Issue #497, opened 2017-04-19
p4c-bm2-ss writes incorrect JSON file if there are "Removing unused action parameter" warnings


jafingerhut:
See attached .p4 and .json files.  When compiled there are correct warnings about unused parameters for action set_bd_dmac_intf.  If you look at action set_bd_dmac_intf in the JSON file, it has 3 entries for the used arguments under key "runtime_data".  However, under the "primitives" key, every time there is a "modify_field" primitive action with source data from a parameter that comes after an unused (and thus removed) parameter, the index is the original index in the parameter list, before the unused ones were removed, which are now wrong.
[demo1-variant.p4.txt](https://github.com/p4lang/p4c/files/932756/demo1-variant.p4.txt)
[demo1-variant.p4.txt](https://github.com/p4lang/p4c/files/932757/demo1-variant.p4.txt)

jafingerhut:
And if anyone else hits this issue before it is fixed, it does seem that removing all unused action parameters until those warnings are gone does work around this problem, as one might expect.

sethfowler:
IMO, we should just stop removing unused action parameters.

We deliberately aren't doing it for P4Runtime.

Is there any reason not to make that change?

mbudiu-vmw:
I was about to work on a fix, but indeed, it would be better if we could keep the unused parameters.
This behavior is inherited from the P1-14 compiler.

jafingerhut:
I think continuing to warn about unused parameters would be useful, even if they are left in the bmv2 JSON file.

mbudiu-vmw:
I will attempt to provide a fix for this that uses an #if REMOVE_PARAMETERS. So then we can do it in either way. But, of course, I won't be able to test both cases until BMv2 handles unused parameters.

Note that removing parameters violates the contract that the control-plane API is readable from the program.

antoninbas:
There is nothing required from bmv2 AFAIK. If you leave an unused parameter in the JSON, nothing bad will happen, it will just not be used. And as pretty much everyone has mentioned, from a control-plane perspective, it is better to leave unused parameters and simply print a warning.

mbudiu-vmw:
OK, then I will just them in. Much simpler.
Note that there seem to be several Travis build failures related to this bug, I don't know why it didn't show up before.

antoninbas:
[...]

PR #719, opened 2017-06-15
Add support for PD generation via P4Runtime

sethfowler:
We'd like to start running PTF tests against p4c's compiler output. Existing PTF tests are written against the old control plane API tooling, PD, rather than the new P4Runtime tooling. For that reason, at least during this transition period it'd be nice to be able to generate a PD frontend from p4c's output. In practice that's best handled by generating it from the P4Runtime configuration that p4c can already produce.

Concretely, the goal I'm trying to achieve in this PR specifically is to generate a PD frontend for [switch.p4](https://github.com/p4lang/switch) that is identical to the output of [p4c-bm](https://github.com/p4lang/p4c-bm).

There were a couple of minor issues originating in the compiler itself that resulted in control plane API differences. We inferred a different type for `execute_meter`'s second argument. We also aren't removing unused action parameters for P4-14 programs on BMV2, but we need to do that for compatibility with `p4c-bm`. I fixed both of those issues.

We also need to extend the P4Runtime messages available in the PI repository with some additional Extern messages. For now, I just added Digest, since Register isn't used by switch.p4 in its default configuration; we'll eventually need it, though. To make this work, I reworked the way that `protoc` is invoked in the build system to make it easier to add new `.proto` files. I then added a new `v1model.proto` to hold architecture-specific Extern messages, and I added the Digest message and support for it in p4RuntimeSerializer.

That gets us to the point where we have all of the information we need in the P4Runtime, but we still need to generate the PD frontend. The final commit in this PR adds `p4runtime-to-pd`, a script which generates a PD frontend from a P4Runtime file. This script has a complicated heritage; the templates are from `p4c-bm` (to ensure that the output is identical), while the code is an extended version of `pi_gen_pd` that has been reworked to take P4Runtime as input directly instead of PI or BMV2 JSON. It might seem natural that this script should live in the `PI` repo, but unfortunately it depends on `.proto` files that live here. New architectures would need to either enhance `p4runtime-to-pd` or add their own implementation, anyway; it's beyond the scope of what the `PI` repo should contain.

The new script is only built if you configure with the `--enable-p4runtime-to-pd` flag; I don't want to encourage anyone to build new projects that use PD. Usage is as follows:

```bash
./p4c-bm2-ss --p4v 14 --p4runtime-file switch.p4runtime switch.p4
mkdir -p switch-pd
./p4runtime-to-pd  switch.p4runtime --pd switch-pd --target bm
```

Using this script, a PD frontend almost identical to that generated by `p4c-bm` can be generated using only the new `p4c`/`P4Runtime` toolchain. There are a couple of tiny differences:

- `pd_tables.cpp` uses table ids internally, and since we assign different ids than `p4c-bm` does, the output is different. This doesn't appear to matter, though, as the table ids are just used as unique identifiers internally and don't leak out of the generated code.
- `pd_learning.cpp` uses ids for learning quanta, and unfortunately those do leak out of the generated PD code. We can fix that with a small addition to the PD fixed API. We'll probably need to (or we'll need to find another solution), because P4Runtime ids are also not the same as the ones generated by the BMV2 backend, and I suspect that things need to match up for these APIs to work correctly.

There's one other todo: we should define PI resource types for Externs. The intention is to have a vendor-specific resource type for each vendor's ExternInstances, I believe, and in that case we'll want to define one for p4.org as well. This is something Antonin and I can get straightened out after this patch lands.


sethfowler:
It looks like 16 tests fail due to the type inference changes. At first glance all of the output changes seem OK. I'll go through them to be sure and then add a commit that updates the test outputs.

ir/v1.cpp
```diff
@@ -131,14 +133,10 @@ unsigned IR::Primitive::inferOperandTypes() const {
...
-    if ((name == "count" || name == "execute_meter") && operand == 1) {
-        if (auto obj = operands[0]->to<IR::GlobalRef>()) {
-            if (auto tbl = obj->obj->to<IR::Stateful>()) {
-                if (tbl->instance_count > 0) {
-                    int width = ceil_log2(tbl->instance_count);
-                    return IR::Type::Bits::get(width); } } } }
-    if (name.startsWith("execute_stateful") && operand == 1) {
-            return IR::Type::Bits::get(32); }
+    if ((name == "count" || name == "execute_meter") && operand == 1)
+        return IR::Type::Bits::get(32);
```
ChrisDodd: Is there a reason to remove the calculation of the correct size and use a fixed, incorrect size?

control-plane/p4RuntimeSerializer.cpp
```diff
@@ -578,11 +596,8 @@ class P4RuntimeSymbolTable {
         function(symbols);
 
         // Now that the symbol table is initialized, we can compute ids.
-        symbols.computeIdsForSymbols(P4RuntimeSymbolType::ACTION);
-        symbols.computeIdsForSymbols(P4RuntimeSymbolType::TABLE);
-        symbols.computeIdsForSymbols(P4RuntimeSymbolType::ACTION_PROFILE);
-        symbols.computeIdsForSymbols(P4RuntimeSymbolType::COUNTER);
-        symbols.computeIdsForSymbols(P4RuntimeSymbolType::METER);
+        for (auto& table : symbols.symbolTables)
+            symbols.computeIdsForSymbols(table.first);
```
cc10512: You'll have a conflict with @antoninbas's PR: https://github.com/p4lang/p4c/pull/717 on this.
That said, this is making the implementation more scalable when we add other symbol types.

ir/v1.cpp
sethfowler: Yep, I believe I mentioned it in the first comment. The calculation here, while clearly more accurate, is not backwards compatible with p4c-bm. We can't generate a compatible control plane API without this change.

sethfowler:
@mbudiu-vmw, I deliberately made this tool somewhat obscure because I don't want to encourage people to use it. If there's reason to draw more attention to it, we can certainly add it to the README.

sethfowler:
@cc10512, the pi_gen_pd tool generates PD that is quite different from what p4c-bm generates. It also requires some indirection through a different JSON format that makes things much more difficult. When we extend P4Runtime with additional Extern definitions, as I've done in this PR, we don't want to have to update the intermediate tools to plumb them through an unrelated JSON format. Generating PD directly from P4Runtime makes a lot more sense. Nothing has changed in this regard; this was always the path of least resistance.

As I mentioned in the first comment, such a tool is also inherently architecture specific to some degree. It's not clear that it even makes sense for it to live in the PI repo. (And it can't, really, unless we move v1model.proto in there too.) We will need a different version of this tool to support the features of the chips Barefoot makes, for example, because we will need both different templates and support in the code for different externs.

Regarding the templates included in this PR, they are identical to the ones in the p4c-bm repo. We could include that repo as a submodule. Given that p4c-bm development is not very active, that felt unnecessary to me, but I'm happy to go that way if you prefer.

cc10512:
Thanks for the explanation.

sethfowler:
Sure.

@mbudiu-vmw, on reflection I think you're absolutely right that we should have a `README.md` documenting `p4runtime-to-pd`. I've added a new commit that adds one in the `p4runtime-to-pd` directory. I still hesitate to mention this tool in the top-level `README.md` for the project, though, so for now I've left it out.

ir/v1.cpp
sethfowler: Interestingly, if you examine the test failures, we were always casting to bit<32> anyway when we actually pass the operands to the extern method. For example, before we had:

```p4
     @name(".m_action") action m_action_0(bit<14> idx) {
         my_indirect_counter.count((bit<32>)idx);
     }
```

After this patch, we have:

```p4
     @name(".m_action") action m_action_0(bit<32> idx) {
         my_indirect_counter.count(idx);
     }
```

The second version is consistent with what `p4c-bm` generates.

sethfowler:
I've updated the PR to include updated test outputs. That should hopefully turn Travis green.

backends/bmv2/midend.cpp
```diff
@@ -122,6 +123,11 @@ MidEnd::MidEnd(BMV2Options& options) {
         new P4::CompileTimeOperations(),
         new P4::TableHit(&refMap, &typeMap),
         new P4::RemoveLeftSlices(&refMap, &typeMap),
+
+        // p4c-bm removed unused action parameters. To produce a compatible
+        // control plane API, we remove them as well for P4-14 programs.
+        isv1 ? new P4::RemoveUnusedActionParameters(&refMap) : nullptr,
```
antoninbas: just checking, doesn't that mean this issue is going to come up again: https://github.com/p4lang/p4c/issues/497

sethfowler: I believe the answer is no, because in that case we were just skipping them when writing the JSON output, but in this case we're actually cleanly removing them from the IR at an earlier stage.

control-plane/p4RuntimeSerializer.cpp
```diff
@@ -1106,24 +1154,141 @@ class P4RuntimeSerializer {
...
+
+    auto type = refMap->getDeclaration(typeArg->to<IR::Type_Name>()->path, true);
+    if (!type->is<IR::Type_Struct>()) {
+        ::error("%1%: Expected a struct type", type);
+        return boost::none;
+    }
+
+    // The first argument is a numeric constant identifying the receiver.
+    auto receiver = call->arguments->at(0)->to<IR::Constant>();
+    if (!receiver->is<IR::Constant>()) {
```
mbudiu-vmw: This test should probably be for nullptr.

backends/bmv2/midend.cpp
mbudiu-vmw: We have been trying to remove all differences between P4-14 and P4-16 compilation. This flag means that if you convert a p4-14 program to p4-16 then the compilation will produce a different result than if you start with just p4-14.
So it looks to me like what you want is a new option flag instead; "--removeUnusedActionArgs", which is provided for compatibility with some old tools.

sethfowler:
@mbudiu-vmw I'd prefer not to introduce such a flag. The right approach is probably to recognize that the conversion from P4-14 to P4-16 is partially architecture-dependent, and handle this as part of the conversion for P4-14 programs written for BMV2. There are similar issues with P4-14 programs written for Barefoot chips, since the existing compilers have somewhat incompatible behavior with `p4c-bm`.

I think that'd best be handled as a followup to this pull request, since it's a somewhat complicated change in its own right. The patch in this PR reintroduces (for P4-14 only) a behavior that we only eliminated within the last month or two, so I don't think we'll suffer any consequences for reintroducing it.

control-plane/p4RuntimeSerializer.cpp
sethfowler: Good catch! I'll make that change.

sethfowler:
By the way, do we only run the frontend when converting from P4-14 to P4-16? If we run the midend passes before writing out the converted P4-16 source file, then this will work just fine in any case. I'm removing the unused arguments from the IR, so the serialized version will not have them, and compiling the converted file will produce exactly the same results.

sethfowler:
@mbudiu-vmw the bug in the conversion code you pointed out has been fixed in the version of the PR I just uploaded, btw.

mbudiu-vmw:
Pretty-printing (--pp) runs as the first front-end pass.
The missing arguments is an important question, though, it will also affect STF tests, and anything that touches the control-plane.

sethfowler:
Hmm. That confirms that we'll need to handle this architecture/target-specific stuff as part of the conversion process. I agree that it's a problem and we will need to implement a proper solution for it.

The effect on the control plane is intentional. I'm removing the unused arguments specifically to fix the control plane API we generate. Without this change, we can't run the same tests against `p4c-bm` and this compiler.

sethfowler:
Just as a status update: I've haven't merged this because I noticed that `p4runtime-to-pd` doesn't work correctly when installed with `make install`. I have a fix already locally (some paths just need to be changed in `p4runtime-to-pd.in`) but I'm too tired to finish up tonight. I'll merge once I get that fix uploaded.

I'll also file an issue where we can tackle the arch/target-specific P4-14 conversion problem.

**********

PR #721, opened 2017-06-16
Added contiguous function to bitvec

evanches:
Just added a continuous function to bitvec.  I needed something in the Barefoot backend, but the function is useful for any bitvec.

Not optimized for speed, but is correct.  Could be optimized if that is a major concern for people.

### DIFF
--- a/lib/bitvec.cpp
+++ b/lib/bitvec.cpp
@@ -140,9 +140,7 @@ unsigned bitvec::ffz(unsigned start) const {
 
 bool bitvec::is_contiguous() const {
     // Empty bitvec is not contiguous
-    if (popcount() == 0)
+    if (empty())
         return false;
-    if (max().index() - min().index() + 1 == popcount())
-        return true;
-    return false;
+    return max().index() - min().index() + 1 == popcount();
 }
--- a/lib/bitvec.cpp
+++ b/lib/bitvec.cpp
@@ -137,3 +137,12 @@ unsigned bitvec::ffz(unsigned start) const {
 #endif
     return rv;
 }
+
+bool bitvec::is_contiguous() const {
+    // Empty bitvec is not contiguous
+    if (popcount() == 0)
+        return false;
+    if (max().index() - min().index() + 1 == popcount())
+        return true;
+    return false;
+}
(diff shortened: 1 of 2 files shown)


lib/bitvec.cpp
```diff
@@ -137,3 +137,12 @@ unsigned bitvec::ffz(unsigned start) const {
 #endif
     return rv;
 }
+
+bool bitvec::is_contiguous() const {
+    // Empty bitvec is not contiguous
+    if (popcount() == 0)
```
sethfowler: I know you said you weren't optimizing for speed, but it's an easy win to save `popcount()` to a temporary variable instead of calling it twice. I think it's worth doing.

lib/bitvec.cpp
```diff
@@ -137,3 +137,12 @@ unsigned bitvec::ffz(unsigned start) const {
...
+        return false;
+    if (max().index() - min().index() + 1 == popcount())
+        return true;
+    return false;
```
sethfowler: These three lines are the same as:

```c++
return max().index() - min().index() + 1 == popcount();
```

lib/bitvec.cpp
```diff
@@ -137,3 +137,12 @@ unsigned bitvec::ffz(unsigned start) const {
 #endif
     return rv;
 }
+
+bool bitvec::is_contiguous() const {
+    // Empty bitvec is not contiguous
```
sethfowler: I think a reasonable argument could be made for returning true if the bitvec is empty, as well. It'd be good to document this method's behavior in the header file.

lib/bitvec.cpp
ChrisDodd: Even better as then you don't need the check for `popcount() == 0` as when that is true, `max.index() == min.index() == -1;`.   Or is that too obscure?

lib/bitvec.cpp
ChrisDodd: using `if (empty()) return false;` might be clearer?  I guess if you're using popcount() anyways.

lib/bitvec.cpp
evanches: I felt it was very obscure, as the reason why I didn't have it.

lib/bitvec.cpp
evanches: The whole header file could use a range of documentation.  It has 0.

**********

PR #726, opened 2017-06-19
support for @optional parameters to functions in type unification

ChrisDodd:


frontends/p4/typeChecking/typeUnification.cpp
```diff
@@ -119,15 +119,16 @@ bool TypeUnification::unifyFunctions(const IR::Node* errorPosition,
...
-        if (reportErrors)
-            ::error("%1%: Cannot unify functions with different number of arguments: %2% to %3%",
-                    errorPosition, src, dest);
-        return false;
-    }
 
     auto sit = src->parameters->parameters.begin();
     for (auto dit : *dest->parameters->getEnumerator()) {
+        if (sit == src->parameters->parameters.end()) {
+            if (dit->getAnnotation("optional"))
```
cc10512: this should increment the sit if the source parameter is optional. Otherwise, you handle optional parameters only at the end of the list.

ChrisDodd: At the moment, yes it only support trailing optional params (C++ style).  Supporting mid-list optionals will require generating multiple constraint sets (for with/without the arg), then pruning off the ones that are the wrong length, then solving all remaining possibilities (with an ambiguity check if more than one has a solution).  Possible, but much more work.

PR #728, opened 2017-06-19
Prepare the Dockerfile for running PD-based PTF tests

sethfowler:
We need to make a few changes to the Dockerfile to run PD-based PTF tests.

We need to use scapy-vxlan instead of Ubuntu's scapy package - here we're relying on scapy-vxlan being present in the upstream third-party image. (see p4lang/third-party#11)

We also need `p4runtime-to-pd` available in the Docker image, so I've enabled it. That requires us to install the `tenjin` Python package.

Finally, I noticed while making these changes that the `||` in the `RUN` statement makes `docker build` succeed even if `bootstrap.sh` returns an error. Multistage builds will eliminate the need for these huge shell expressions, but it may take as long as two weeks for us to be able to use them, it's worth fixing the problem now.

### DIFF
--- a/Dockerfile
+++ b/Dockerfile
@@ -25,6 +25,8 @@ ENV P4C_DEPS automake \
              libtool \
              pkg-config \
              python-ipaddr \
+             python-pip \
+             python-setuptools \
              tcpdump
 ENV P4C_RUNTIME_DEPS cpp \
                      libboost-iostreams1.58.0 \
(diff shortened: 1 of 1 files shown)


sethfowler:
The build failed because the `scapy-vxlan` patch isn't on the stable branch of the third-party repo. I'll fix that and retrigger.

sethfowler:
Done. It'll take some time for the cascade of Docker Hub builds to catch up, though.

**********

In the listing above, locate the line containing "Hmm. That confirms" and the line containing "I'll also file". Extract those two lines and every line between them, exactly as written, and only those.

Hmm. That confirms that we'll need to handle this architecture/target-specific stuff as part of the conversion process. I agree that it's a problem and we will need to implement a proper solution for it.

The effect on the control plane is intentional. I'm removing the unused arguments specifically to fix the control plane API we generate. Without this change, we can't run the same tests against `p4c-bm` and this compiler.

sethfowler:
Just as a status update: I've haven't merged this because I noticed that `p4runtime-to-pd` doesn't work correctly when installed with `make install`. I have a fix already locally (some paths just need to be changed in `p4runtime-to-pd.in`) but I'm too tired to finish up tonight. I'll merge once I get that fix uploaded.

I'll also file an issue where we can tackle the arch/target-specific P4-14 conversion problem.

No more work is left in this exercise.